◆ Activity ◆
Your task is to print each record exactly as it reads.

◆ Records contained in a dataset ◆
========================================================================

PR #1684, opened 2024-06-12
feat(java): decoder add cache

LiangliangSui:
## What does this PR do?

`org.apache.fury.meta.Encoders` adds cache to decoder and uses `hashCode` as key.

### DIFF
--- a/java/fury-core/src/main/java/org/apache/fury/meta/Encoders.java
+++ b/java/fury-core/src/main/java/org/apache/fury/meta/Encoders.java
@@ -36,14 +36,14 @@ import org.apache.fury.util.StringUtils;
 
 /** A class used to encode package/class/field name. */
 public class Encoders {
+  public static final String ARRAY_PREFIX = "1";
+  public static final String ENUM_PREFIX = "2";
   public static final MetaStringEncoder GENERIC_ENCODER = new MetaStringEncoder('.', '_');
   public static final MetaStringDecoder GENERIC_DECODER = new MetaStringDecoder('.', '_');
   public static final MetaStringEncoder PACKAGE_ENCODER = GENERIC_ENCODER;
   public static final MetaStringDecoder PACKAGE_DECODER = GENERIC_DECODER;
   public static final MetaStringEncoder TYPE_NAME_ENCODER = new MetaStringEncoder('$', '_');
   public static final MetaStringDecoder TYPE_NAME_DECODER = new MetaStringDecoder('$', '_');
-  public static final String ARRAY_PREFIX = "1";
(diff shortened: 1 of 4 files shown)


java/fury-core/src/main/java/org/apache/fury/meta/Encoders.java
```diff
@@ -139,4 +134,32 @@ public static MetaString encodeFieldName(String fieldName) {
...
+  public static MetaString encodePackage(String pkg) {
+    return pgkMetaStringCache.computeIfAbsent(pkg, k -> PACKAGE_ENCODER.encode(pkg, pkgEncodings));
+  }
+
+  public static MetaString encodeTypeName(String typeName) {
+    return typeMetaStringCache.computeIfAbsent(
+        typeName, k -> TYPE_NAME_ENCODER.encode(typeName, typeNameEncodings));
+  }
+
+  public static String decodeFieldName(long hashCode, byte[] bytes, MetaString.Encoding encoding) {
```
chaokunyang, line 147: Hashcode is an internal optimization, maybe we shouldn't make it pubic as an API for meta string encoder

chaokunyang:
Hi @LiangliangSui , meta string encoding is not in critical path, we don't need to cache it.

LiangliangSui:
> Hi @LiangliangSui , meta string encoding is not in critical path, we don't need to cache it. And we've alreadly have cache in ClassResolver

The meta string encoding cache is already implemented in `org.apache.fury.meta.Encoders`. I just moved them a bit. Then I implemented the decode cache based on the meta string encoding cache.

LiangliangSui:
Why is meta string encoding not in the critical path? I see that encoding is cached in Encoders, maybe decoding needs similar optimization?

chaokunyang:
> Why is meta string encoding not in the critical path? I see that encoding is cached in Encoders, maybe decoding needs similar optimization?

It's encoded only once and cached in ClassResolver

chaokunyang:
Is there a way to add cache for decode and didn't introduce API like hashcode stuff?

LiangliangSui:
> Is there a way to add cache for decode and didn't introduce API like hashcode stuff?

I also thought about what you said, we can only establish an association with String through `(byte[] encodedData, Encoding encoding)`, but the best way to integrate `(byte[] encodedData, Encoding encoding)` is to use hashcode, and this can also avoid the secondary calculation of `(byte[] encodedData, Encoding encoding)`

LiangliangSui:
Perhaps we can use `(byte[] encodedData, Encoding encoding)` to construct an incomplete `MetaString`, and then use` MetaString` as the key and `String` as the value.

========================================================================

◆ Solution to this problem ◆
PR #1684, opened 2024-06-12
feat(java): decoder add cache

LiangliangSui:
## What does this PR do?

`org.apache.fury.meta.Encoders` adds cache to decoder and uses `hashCode` as key.

### DIFF
--- a/java/fury-core/src/main/java/org/apache/fury/meta/Encoders.java
+++ b/java/fury-core/src/main/java/org/apache/fury/meta/Encoders.java
@@ -36,14 +36,14 @@ import org.apache.fury.util.StringUtils;
 
 /** A class used to encode package/class/field name. */
 public class Encoders {
+  public static final String ARRAY_PREFIX = "1";
+  public static final String ENUM_PREFIX = "2";
   public static final MetaStringEncoder GENERIC_ENCODER = new MetaStringEncoder('.', '_');
   public static final MetaStringDecoder GENERIC_DECODER = new MetaStringDecoder('.', '_');
   public static final MetaStringEncoder PACKAGE_ENCODER = GENERIC_ENCODER;
   public static final MetaStringDecoder PACKAGE_DECODER = GENERIC_DECODER;
   public static final MetaStringEncoder TYPE_NAME_ENCODER = new MetaStringEncoder('$', '_');
   public static final MetaStringDecoder TYPE_NAME_DECODER = new MetaStringDecoder('$', '_');
-  public static final String ARRAY_PREFIX = "1";
(diff shortened: 1 of 4 files shown)


java/fury-core/src/main/java/org/apache/fury/meta/Encoders.java
```diff
@@ -139,4 +134,32 @@ public static MetaString encodeFieldName(String fieldName) {
...
+  public static MetaString encodePackage(String pkg) {
+    return pgkMetaStringCache.computeIfAbsent(pkg, k -> PACKAGE_ENCODER.encode(pkg, pkgEncodings));
+  }
+
+  public static MetaString encodeTypeName(String typeName) {
+    return typeMetaStringCache.computeIfAbsent(
+        typeName, k -> TYPE_NAME_ENCODER.encode(typeName, typeNameEncodings));
+  }
+
+  public static String decodeFieldName(long hashCode, byte[] bytes, MetaString.Encoding encoding) {
```
chaokunyang, line 147: Hashcode is an internal optimization, maybe we shouldn't make it pubic as an API for meta string encoder

chaokunyang:
Hi @LiangliangSui , meta string encoding is not in critical path, we don't need to cache it.

LiangliangSui:
> Hi @LiangliangSui , meta string encoding is not in critical path, we don't need to cache it. And we've alreadly have cache in ClassResolver

The meta string encoding cache is already implemented in `org.apache.fury.meta.Encoders`. I just moved them a bit. Then I implemented the decode cache based on the meta string encoding cache.

LiangliangSui:
Why is meta string encoding not in the critical path? I see that encoding is cached in Encoders, maybe decoding needs similar optimization?

chaokunyang:
> Why is meta string encoding not in the critical path? I see that encoding is cached in Encoders, maybe decoding needs similar optimization?

It's encoded only once and cached in ClassResolver

chaokunyang:
Is there a way to add cache for decode and didn't introduce API like hashcode stuff?

LiangliangSui:
> Is there a way to add cache for decode and didn't introduce API like hashcode stuff?

I also thought about what you said, we can only establish an association with String through `(byte[] encodedData, Encoding encoding)`, but the best way to integrate `(byte[] encodedData, Encoding encoding)` is to use hashcode, and this can also avoid the secondary calculation of `(byte[] encodedData, Encoding encoding)`

LiangliangSui:
Perhaps we can use `(byte[] encodedData, Encoding encoding)` to construct an incomplete `MetaString`, and then use` MetaString` as the key and `String` as the value.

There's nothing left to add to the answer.